CITATION: Gueye v. DiNino, 2023 ONCA 342

DATE: 20230511

DOCKET: M54087 & C70320

Trotter, Sossin and Copeland JJ.A.

BETWEEN

Ousseynou Gueye

 

Applicant
(Appellant/Responding Party)

and

Anna DiNino

Respondent
(Respondent/Moving Party)

Julie A. Layne and Anusha Gunarajah for the respondent/moving party

Ousseynou Gueye, acting in person

Heard: May 9, 2023

 

REASONS FOR DECISION

 

[1]          By letter from Legal Counsel of the court, dated December 16, 2022, the parties were alerted that there may be an issue regarding this court’s jurisdiction to hear this appeal.
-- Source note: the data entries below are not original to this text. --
PR #139, opened 2025-07-19
server: add support for graceful shutdown

Bogdanp:
This change adds a new safety limit, `#:shutdown-grace-period`, which controls how long the server will wait for in-progress connections to drain before shutting down. The current behaviour of shutting down immediately is preserved by default, so this change is opt-in.

### DIFF
--- a/.github/workflows/ci.yml
+++ b/.github/workflows/ci.yml
@@ -5,6 +5,7 @@ jobs:
     name: "Build on Racket '${{ matrix.racket-version }}' (${{ matrix.racket-variant }})"
     runs-on: ubuntu-latest
     strategy:
+      fail-fast: false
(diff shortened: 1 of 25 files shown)


Bogdanp:
I think the "gh3" failure is due to an incompatibility between old versions of Racket and new versions of OpenSSL. After some experimenting, I got the following error: https://github.com/Bogdanp/web-server/actions/runs/16388725990/job/46311858304#step:6:97

I'll push a change to add some more recent versions of Racket to the test matrix and to disable that test for older versions.

Bogdanp:
👋 bump

jeapostrophe (approved):

jeapostrophe:
Thank you!

PR #818, opened 2018-09-24
Discard old app info views to save memory

mmstick:
When navigating back to the app list, the app view that was previously loaded will remain in memory forever. This will ensure to unload the app view when returning from an app view. This fixes one of the memory issues in the app center, though there's still some memory leaks in the UI that I haven't figured out yet.


mmstick:
@donadigo I did attempt to do that, but the issue I had was that destroying the widget in an `Idle.add ()` would sometimes cause a segfault, and I'm not sure why. Even if during the `Idle.add`, I were to fetch the child by name and check if it was null before attempting to destroy it.

donadigo:
I think this should work:
```
Timeout.add (transition_duration, () => {
    destroy ();
    return false;
});
```

mmstick:
@donadigo That's what causes a segfault.

mmstick:
I suspect it may be the `load_more_content` thread that's causing it.

donadigo:
I have experimented with this a little bit more, and the issue seems hard to track down. I commented out completely `load_more_content` and a lot more of stuff and this keeps happening.

mmstick:
@donadigo Managed to fix this with an `Idle.add ()` to the actions that follow removal of the widget in each `return_clicked ()` method. That will ensure that they're queued to occur after the removal of the widget, rather than happening before it.

donadigo:
@mmstick yeah I see, that's quite unfortunate.

jeremypw:
@donadigo: I've tweaked this using a timeout as you suggest and it seems to work.

jeremypw:
I was wondering whether a simpler solution might be to leave clearing out the stack until after the main window is closed (hidden).

mmstick:
@jeremypw The issue with waiting for the main window to be closed is that memory usage will climb for each app info view that is opened during that session.

src/Views/View.vala
```diff
@@ -18,6 +18,8 @@
  * Authored by: Corentin Noël <corentin@elementaryos.org>
  */
 
+public delegate void Fn ();
```
donadigo: `Fn` seems a little bit too ambigious. Perhaps `BeforeDestroyFn`?

mmstick: This is because it has no meaning besides serving as a generic type for any function / closure which takes no inputs and provides no outputs. It therefore may be used anywhere where that pattern makes sense. Was looking to emulate the `Fn()` trait in Rust.

jeremypw:
@mmstick But the memory loss would be limited (most users are not going to keep the window open for very long) and would still be reclaimed without having to log out/reboot.  And the codebase would be slighlty simpler and potentially more stable. However, if your method does work reliably then I am not averse.

I too would have preferred a more informative delegate name to help maintainability.  We are not writing a general purpose library here.

jeremypw:
I think it would be better not to merge this until the problems mentioned in #947 are sorted out rather than risk introducing further instability.

PR #819, opened 2018-09-24
Use dbus to reboot via GNOME, if possible

### LINKED ISSUE #766: Use org.gnome.SessionManager.EndSessionDialog
We should use this DBus interface instead of shipping our own dialog.

<bountysource-plugin>

---
Want to back this issue? **[Post a bounty on it!](https://www.bountysource.com/issues/61917993-use-org-gnome-sessionmanager-endsessiondialog?utm_campaign=plugin&utm_content=tracker%2F57667267&utm_medium=issues&utm_source=github)** We accept bounties via [Bountysource](https://www.bountysource.com/?utm_campaign=plugin&utm_content=tracker%2F57667267&utm_medium=issues&utm_source=github).
</bountysource-plugin>

mmstick:
Closes #766 

I found no mention of an `EndSessionDialog`, but the `Reboot` method does precisely that, opening a shell dialog to request the user if they want to reboot or not. (also interesting that `RequestReboot` apparently doesn't exist, even though it's advertised)

```
node /org/gnome/SessionManager {
  interface org.gnome.SessionManager {
    methods:
      Setenv(in  s variable,
             in  s value);
      GetLocale(in  i category,
                out s value);
      InitializationError(in  s message,
                          in  b fatal);
      RegisterClient(in  s app_id,
                     in  s client_startup_id,
                     out o client_id);
      UnregisterClient(in  o client_id);
      Inhibit(in  s app_id,
              in  u toplevel_xid,
              in  s reason,
              in  u flags,
              out u inhibit_cookie);
      Uninhibit(in  u inhibit_cookie);
      IsInhibited(in  u flags,
                  out b is_inhibited);
      GetClients(out ao clients);
      GetInhibitors(out ao inhibitors);
      IsAutostartConditionHandled(in  s condition,
                                  out b handled);
      Shutdown();
      Reboot();
      CanShutdown(out b is_available);
      Logout(in  u mode);
      IsSessionRunning(out b running);
      RequestShutdown();
      RequestReboot();
    signals:
      ClientAdded(o id);
      ClientRemoved(o id);
      InhibitorAdded(o id);
      InhibitorRemoved(o id);
      SessionRunning();
      SessionOver();
    properties:
      readonly s SessionName = 'pop';
      readonly s Renderer = 'GeForce GTX 1070/PCIe/SSE2';
      readonly b SessionIsActive = true;
      readonly u InhibitedActions = 0;
  };
}
```


mmstick:
@donadigo It's a singleton now.

cassidyjames:
UX-wise this seems to work here in elementary OS. Hitting Restart in the infobar throws the shut down dialog. I wonder if we should rephrase anything since the dialog has more options than just restarting, or is it fine? cc @elementary/ux

src/Views/AppListUpdateView.vala
```diff
@@ -54,7 +54,7 @@ namespace AppCenter.Views {
             update_mutex = GLib.Mutex ();
             apps_to_update = new Gee.LinkedList<AppCenterCore.Package> ();
 
-            sc = new SuspendControl ();
+            sc = SuspendControl.get_default ();
```
donadigo: It isn't needed anymore to hold a reference to `SuspendControl`, just use `SuspendControl.get_default ()` in all places where that's needed.

src/SuspendControl.vala
```diff
@@ -41,6 +44,14 @@ public class SuspendControl {
         }
     }
 
+    public static SuspendControl get_default () {
```
donadigo: Could return `unowned SuspendControl`.

PR #820, opened 2018-09-24
Fix blacklist path

donadigo:
The CONFIGDIR meson path definition doesn't contain the slash at the beggining hence it currently fails to read the blacklist file. This fixes it.


donadigo:
@codygarver fresh Juno beta2 prints me: `WARNING **: 23:40:20.253: ComponentValidator.vala:38: Could not get the contents of blacklist file: Failed to open file “etc/io.elementary.appcenter/appcenter.blacklist”: No such file or directory` and it indeed doesn't get applied.

PR #826, opened 2018-09-27
Make Homepage's reference to MainWindow weak

davidmhewitt:
While this doesn't seem to be the source of some of the bigger memory issues, it definitely doesn't help having both classes hold strong references to each other.


cassidyjames:
I haven't thoroughly analyzed this or anything, but I've installed it locally and haven't noticed a difference for the worse.

tintou:
It seems that the variable is only stored to call `main_window.homepage_loaded ();`
It should be better to have a `page_loaded` signal that the homepage connects to, and thus breaking the circular reference

davidmhewitt:
Superseded by #848

Issue #836, opened 2018-10-04
Install / cancel button moves


peteruithoven:
After clicking the Install button, when it becomes the cancel button it moves down. It's probably a small layout issue caused by the new size text? 
![peek 2018-10-05 00-11](https://user-images.githubusercontent.com/523210/46506059-5af9ae80-c833-11e8-8a6a-c959b424e1d7.gif)

PR #841, opened 2018-10-05
Fix action button movement

peteruithoven:
Prevents pay / install button to move after click. Fixes: #836


src/Views/AppInfoView.vala
```diff
@@ -227,20 +227,22 @@ namespace AppCenter.Views {
             if (!package.is_local) {
                 var download_button_grid = new Gtk.Grid ();
                 download_button_grid.orientation = Gtk.Orientation.VERTICAL;
-                download_button_grid.valign = Gtk.Align.END;
+                download_button_grid.valign = Gtk.Align.START;
                 download_button_grid.halign = Gtk.Align.END;
                 download_button_grid.row_spacing = 3;
+                download_button_grid.margin_top = 40;
```
danrabbit: I'm not a huge fan of magic numbers. Where is this value from? Can we instead do something like get the allocation of a widget we're trying to align to or use a size group or something?

peteruithoven: I understand. I needed to Start align the Download grid so it wouldn't move because of the disappearance of the size label. I then needed to drop the grid down to visually align it with the Package name and version. See:
screenshot from 2018-10-11 13 45 25-line

If there is a better way I'd love to try.

jeremypw:
I have pushed an alternative fix (#862)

[2]          The moving party/respondent in the appeal, Anna DiNino, subsequently brought a motion to quash the appeal on the basis that this court lacked jurisdiction to hear the appeal. After hearing submissions, we granted the motion and ordered the appeal transferred to the Divisional Court, pursuant to s. 110 of the Courts of Justice Act, R.S.O. 1990, c. C.43 (the “CJA”), with reasons to follow. These are our reasons. For simplicity, we refer to the parties as the appellant and the respondent.

[3]          The appeal is from the order of the trial judge, dated January 5, 2022, dismissing the appellant’s motion for contempt relating to an access order, and ordering the parties and their child to attend therapy and counselling.

[4]          We agree with the respondent that this court lacks jurisdiction to hear the appeal.

[5]          The order appealed from has two components. The first is the dismissal of the contempt motion. The second is the order for therapy and counselling. Neither component of the order is properly appealed to this court.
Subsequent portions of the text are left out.